Once you have created a custom toolkit, you can use it with a CompletionComponent to enhance your AI assistant’s capabilities. Here’s an example:

import asyncio
import os
from dotenv import load_dotenv
from smartgraph.components import CompletionComponent
from smartgraph.logging import SmartGraphLogger
from smartgraph.tools.weather_toolkit import WeatherToolkit

# Load environment variables and set up logging
load_dotenv()
logger = SmartGraphLogger.get_logger()
logger.set_level("INFO")

async def process_with_llm(input_message: str) -> dict:
    # Create a WeatherToolkit
    weather_toolkit = WeatherToolkit(api_key=os.getenv("OPENWEATHER_API_KEY"))

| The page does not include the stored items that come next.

PR #56, opened 2020-02-13
Add the access property for items and collections

jcoyne:
## Why was this change made?

This is required for registering from argo as the form lets you provide access.

n/a

### DIFF
--- a/lib/cocina/models/collection.rb
+++ b/lib/cocina/models/collection.rb
@@ -16,6 +16,8 @@ module Cocina
 
       # Subschema for access concerns
       class Access < Struct
+        attribute :access, Types::String.default('dark')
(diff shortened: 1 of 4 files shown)


lib/cocina/models/collection.rb
```diff
@@ -16,6 +16,8 @@ class Collection < Struct
 
       # Subschema for access concerns
       class Access < Struct
+        attribute :access, Types::String.default('dark')
+                                        .enum('world', 'stanford', 'location-based', 'citation-only', 'dark')
```
justinlittman: I know these are specified in the maps., but what are location-based and citation-only? Are these actually supported in DOR?

jcoyne: They are presently supported in DOR. location-based means "In a reading room" and citation-only is just acknowledging we hold it in purl, but not showing the content.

    # Create a CompletionComponent with the WeatherToolkit
    completion = CompletionComponent(
        "AI_Completion",
        model="gpt-3.5-turbo",
        temperature=0.7,
        api_key=os.getenv("OPENAI_API_KEY"),
        toolkits=[weather_toolkit],
    )

    input_data = {"message": input_message}
    logger.info(f"Processing input: {input_message}")

    try:
        result = await completion.process(input_data)
        if "error" in result:
            logger.error(f"Error during processing: {result['error']}")
            return {"error": result["error"]}
        else:
            logger.info(f"Received: {result}")
            return {"response": result.get("ai_response", "No response")}
    except Exception as e:
        logger.error(f"Unexpected error during processing: {str(e)}", exc_info=True)
        return {"error": str(e)}

async def main():
    input_message = "What's the current temperature in London?"
    result = await process_with_llm(input_message)

    if "error" in result:
        print(f"Error: {result['error']}")
    else:
        print(f"AI Response: {result['response']}")

if __name__ == "__main__":
    asyncio.run(main())

In this example:

  1. We create an instance of the WeatherToolkit.
  2. We pass the toolkit to the CompletionComponent when initializing it.
  3. The AI assistant can now use the functions provided by the WeatherToolkit to answer weather-related questions.

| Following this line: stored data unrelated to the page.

PR #66, opened 2020-02-25
Add agreementId to DRO

aaron-collier:
## Why was this change made?

I believe this is part of https://github.com/sul-dlss/dor-services-app/issues/683, but could be wrong about that. 

Waiting on discussion with @jcoyne

### DIFF
--- a/lib/cocina/models/collection.rb
+++ b/lib/cocina/models/collection.rb
@@ -30,7 +30,6 @@ module Cocina
 
       # Identification sub-schema for the Collection
       class Identification < Struct
-        attribute :agreementId, Types::Strict::String.meta(omittable: true)
         attribute :catalogLinks, Types::Strict::Array.of(CatalogLink).meta(omittable: true)
       end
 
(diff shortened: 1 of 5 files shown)


lib/cocina/models/collection.rb
```diff
@@ -30,6 +30,7 @@ class Administrative < Struct
 
       # Identification sub-schema for the Collection
       class Identification < Struct
+        attribute :agreementId, Types::Strict::String.meta(omittable: true)
```
jcoyne: Looks like this should be `hasAgreement` in the structural schema: https://github.com/sul-dlss/cocina-models/blob/315b55abbb3b9980013ca1419aa51a991a9973ac/docs/maps/DRO.json#L270

aaron-collier: This pr is specifically about the identityMetadata (as posted in the https://github.com/sul-dlss/dor-services-app/issues/683 issue). Should that be udpated?

aaron-collier: @jcoyne updated. 

Do collections have agreements or just items? happy to pair if this isn't what we were thinking.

Best Practices for Creating and Using Toolkits

  1. Modularity: Design toolkits to be modular and focused on specific functionalities.
  2. Error Handling: Implement robust error handling in toolkit functions.
  3. Documentation: Provide clear descriptions for toolkit functions and their parameters.
  4. API Key Management: Use environment variables for sensitive information like API keys.
  5. Asynchronous Design: Make toolkit functions asynchronous when dealing with I/O operations.
  6. Testing: Create unit tests for your toolkit functions to ensure reliability.
  7. Versioning: Consider versioning your toolkits if you plan to make breaking changes.

Conclusion

Toolkits in SmartGraph provide a powerful mechanism to extend the capabilities of AI assistants. By creating custom toolkits, you can give your AI access to external data sources, APIs, or custom functionality, making it more versatile and capable of handling a wide range of tasks.

Remember to design your toolkits with modularity, error handling, and clear documentation in mind. With well-designed toolkits, you can create AI assistants that can perform complex tasks and integrate seamlessly with external systems and data sources.